PR #5242, opened 2021-12-02
dockercompose: fix spurious full rebuild instead of Live Update

### LINKED ISSUE #5196: Live Sync Sporadically Does Full Rebuild
### Expected Behavior

Several `touch`es or edits to a `live_update` `sync`'d file should only use existing container and not trigger a build or recreate.

### Current Behavior

Sporadically, and seemingly non-deterministically, Tilt will decide to do a full build/recreate of a container even though we expect it to simply be doing a `live_update`+`sync`.  This is true with a very aggressive `.dockerignore`, too. These even happens for trivial changes like simply saving the same file repeatedly. It'll be fine the first few saves (i.e. get live sync'd), but then sporadically when you go to save, Tilt decides to recreate the whole container. This is even while all working on the same file without switching between files.

### Steps to Reproduce

```
$ git clone https://github.com/rwoll/tilt-live-sync-triggers-full-rebuild-repro.git
$ cd tilt-live-sync-triggers-full-rebuild-repro
$ tilt up
```

Once Tilt is up and the `ui` resource is green, start editing `src/App.tsx` a bunch (saving every couple of edits). You can also simply try running: 

```
$ for i in `seq 1 100`; do echo $i; touch src/App.tsx; sleep 10; done
```

In the Tilt UI, most of the time  you'll see it live sync but ever couple of saves it will do a full re-rcreate:

repro-example-tilt

The above happened when I simply did a touch on `src/App.tsx` 3 times in a row waiting a bit in between. The first two times it did what you'd expect, but the 3rd time it decided to do a full build+recreate.

### Context

Some things to note:

1. The linked repro was created via Create React App:

    ```
    $ npx create-react-app my-app --template typescript --use-npm
    ```
2. We're using Docker Compose, not k8s.
3. We're using a specifically named container in our DC config
4. This was repo'able on 3 different macOS machines (2 of which are M1s)
5. `tilt describe filewatches docker-compose:ui` didn't output anything unexpected. It just lists the `src/App.tsx` changes.

#### `tilt doctor` Output

```
$ tilt doctor
Tilt: v0.23.0, built 2021-11-12
System: darwin-amd64
---
Docker
- Host: [default]
- Server Version: 20.10.8
- API Version: 1.41
- Builder: 2
---
Kubernetes
- Env: docker-for-desktop
- Context: docker-desktop
- Namespace: default
- Container Runtime: docker
- Version: v1.21.5
---
```

#### About Your Use Case

We can't use Tilt with our UI dev for now so it has a more involved setup than the rest of our Tilt workflow (which is basically just `tilt up` since Tilt is generally so awesome! <3 ) We gave UI dev in Tilt a shot, but the sporadic slower updates when we hit this case made us decide to switch back to running the UI in a different way.

Overall, we're loving Tilt so we'd appreciate any help debugging this! Thanks so much for your work! 😄

milas:
Occasionally, when using Live Update with a Docker Compose project,
a file change would trigger a full rebuild instead of Live Update
despite matching a sync path.

The root cause here is that the Docker Compose target watched files
in addition to the image target, so there was a race: if the Docker
Compose target saw the file but the image target hadn't yet, the
Docker Compose builder would take over and do a full rebuild. This
has probably been exacerbated by the API transition as there's now
greater potential for timing-related issues like this to manifest.

The reason the Docker Compose target watches for files is because
in some cases, there IS no image target for a Docker Compose service.
If there's no `docker_build` or `custom_build` configured, and the
Docker Compose service has a `build:` section in its YAML, the Docker
Compose build and deployer watched for file changes and then triggered
a build via passing the `--build` flag to the `docker-compose up`
call.

To address this, the Docker Compose target now behaves more like a
Kubernetes target. It does not watch for any files. Instead, image
targets are created for both services that will be managed by Tilt
(via `docker_build` or `custom_build`) as well as those that will
be built by Docker Compose. (NOTE: If a Docker Compose service has
no `build:` section and there's no corresponding `docker_build` or
`custom_build` call for it, there will be no target, as no image
builds will occur. This is commonly seen for infra deps that are
pulled from a registry.)

The image targets for Docker Compose managed builds have a new
`BuildDetails` type of `DockerComposeBuild` to go along with the
pre-existing `DockerBuild` and `CustomBuild` types. This ensures
that all file changes are tied to the image, so it will pass through
the `LiveUpdateBuildAndDeployer` first, and fallback to the
`DockerComposeBuildAndDeployer` if not Live Update-eligible. (This
is always the case for `DockerComposeBuild` targets currently!)
The `DockerComposeBuildAndDeployer` looks at the image targets and
either builds the set of Tilt-managed images for the service OR
delegates to `docker-compose up` by including the `--build` flag.

The `DockerComposeBuild` targets are created during Docker Compose
assembly during Tiltfile loading if no Tilt-managed builder exists.
This is kinda icky - it'd probably be nicer to create these as
stubs when `docker_compose()` is called and allow `docker_build`
and `custom_build` to override them, but that's a bigger yak shave
than practical for this fix.

Fixes #5196.


milas:
Apologies for the number of changes here - there's unfortunately lots of tiny ripples [especially in tests], and I couldn't figure out a great way to chunk it because it's a pretty atomic cut-over.

Also, there is currently a regression, which is that local/bind mount volumes aren't ignored for rebuilds - I need to re-introduce `LocalIgnoredDirectories` and use that for `DockerComposeBuild` targets.

nicksieger (approved):
Nice cleanup! Explanation makes sense to me, code and functionality are in better shape than before even with the caveats.

nicks:
high-level question: how do you think we should represent this in the api server?

i was originally assuming that the DockerComposeUp object would know which images come from a DockerImage (handled by tilt) and which images are handled by the DockerComposeUp object (handled by docker-compose). But this PR introduces a second possibility - that we have some sort of DockerComposeImage object in the system. But I'm not sure. what do you think?

milas:
Good question! FWIW my decision for approach of modeling this as close to the image builds for K8s was based on hopefully making API transitions easier.

I actually see a few possibilities:
 * Create a `DockerComposeImage` API type as mentioned
   * In practice, this would really just be shelling out to `docker-compose build ...` which sounds suspiciously like a custom build, so see ⬇️ 
 * Auto create `CustomBuild` objects that shell out to `docker-compose build ...` for services w/o explicit build directives in Tiltfile
   * This could be done now and would Just Work ™️ - we'd never use the `--build` flag for `up` calls, knowing that we've always pre-built everything
 * Eliminate Docker Compose managed builds entirely - create full `DockerBuild` image targets from DC services
   * This would probably be a "breaking" change just because of likelihood of subtle differences in some potential esoteric cases
   *  Users could always define a `custom_build` that calls `docker-compose build <service>` if they want DC to manage the build

The common thread here is that I believe it makes sense to split the build from the deploy long-term, so that we can have consistent semantics across K8s + DC.

internal/engine/buildcontrol/docker_compose_build_and_deployer.go
```diff
@@ -79,23 +111,23 @@ func (bd *DockerComposeBuildAndDeployer) BuildAndDeploy(ctx context.Context, st
...
 	hasReusedStep := len(reused) > 0
 	if hasReusedStep {
 		numStages++
 	}
 
-	haveImage := len(iTargets) > 0
-
 	ps := build.NewPipelineState(ctx, numStages, bd.clock)
-	defer func() { ps.End(ctx, err) }()
+	defer ps.End(ctx, err)
```
nicks, line 130: this change isn't right -- i think you're confused about defer evaluation order

before this change, err gets evaluated at the end of the function.

after this change, err gets evaluated immediately.

nicks (approved):

internal/engine/buildcontrol/docker_compose_build_and_deployer.go
nicks: here's a good explanation of it: https://medium.com/@manandharsabbir/go-lang-defer-statement-arguments-evaluated-at-defer-execution-b2c4a1687c6c

milas: Whoops 🤦 good catch - fixed in 4d76c6e2e

PR #5245, opened 2021-12-02
fix: lookup hosts before passing to NewOnAddresses

### LINKED ISSUE #5043: binding port-forwards to a non-localhost DNS fails
Start `tilt` like

```
tilt up --host dev.localhost --port=10450
```

if you have port forwards, you'll get an error:

```
Reconnecting... Error port-forwarding api (5734 -> 5000): error forwarding port: dev.localhost is not a valid IP
```

The error is coming from here:

https://kubernetes.io/docs/reference/generated/kubectl/kubectl-commands#port-forward

> Only accepts IP addresses or localhost as a value. When localhost is supplied, kubectl will try to bind on both 127.0.0.1 and ::1 and will fail if neither of these addresses are available to bind.

I don't totally understand why this restriction exists, or even if this is a bug. It seems like it would be trivial to resolve the DNS to an IP, so I am probably missing something. Needs further investigation.

nicksieger:
After trying multiple ways of looking up and caching the provided value for `--host`/`providedWebHost`, this turned out to be the simplest option to just look up the host before creating the portforward, so it will handle both the defaulted web host and specified hosts. It has the added benefit of creating portforwards on IPV6 addresses if any are resolved for the given host.

- Fixes #5043.
- Also fixes port-forwarding when passing an IPv6 literal like `tilt up --host='[::1]'`
- Only sets up port-forwards on addresses that can be listened, and returns an error if none of the resolved addresses can.
- Clarify error message between port collision and other errors
```
$ tilt up --port 10350
Tilt started on http://localhost:10350/
v0.23.1-dev, built 2021-12-02
Error: Tilt cannot start because you already have another process on port 10350
If you want to run multiple Tilt instances simultaneously,
use the --port flag or TILT_PORT env variable to set a custom port
Original error: listen tcp 127.0.0.1:10350: bind: address already in use

$ tilt up --host '[::1' --port 10351
Tilt started (without browser UI)
v0.23.1-dev, built 2021-12-02
Error: listen tcp: address [::1:10351: missing ']' in address
```

### DIFF
--- a/internal/hud/server/apiserver.go
+++ b/internal/hud/server/apiserver.go
@@ -92,10 +92,13 @@ func ProvideConfigAccess(dir *dirs.TiltDevDir) clientcmd.ConfigAccess {
 func ProvideWebListener(host model.WebHost, port model.WebPort) (WebListener, error) {
 	webListener, err := net.Listen("tcp", fmt.Sprintf("%s:%d", string(host), int(port)))
 	if err != nil {
-		return nil, fmt.Errorf("Tilt cannot start because you already have another process on port %d\n"+
-			"If you want to run multiple Tilt instances simultaneously,\n"+
-			"use the --port flag or TILT_PORT env variable to set a custom port\nOriginal error: %v",
-			port, err)
+		if strings.HasSuffix(err.Error(), "address already in use") {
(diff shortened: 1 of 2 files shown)


nicks (approved):
hehe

• Activity: Check every line above for the string "sense" and copy those that have it.

• Answer to this problem:
Nice cleanup! Explanation makes sense to me, code and functionality are in better shape than before even with the caveats.
The common thread here is that I believe it makes sense to split the build from the deploy long-term, so that we can have consistent semantics across K8s + DC.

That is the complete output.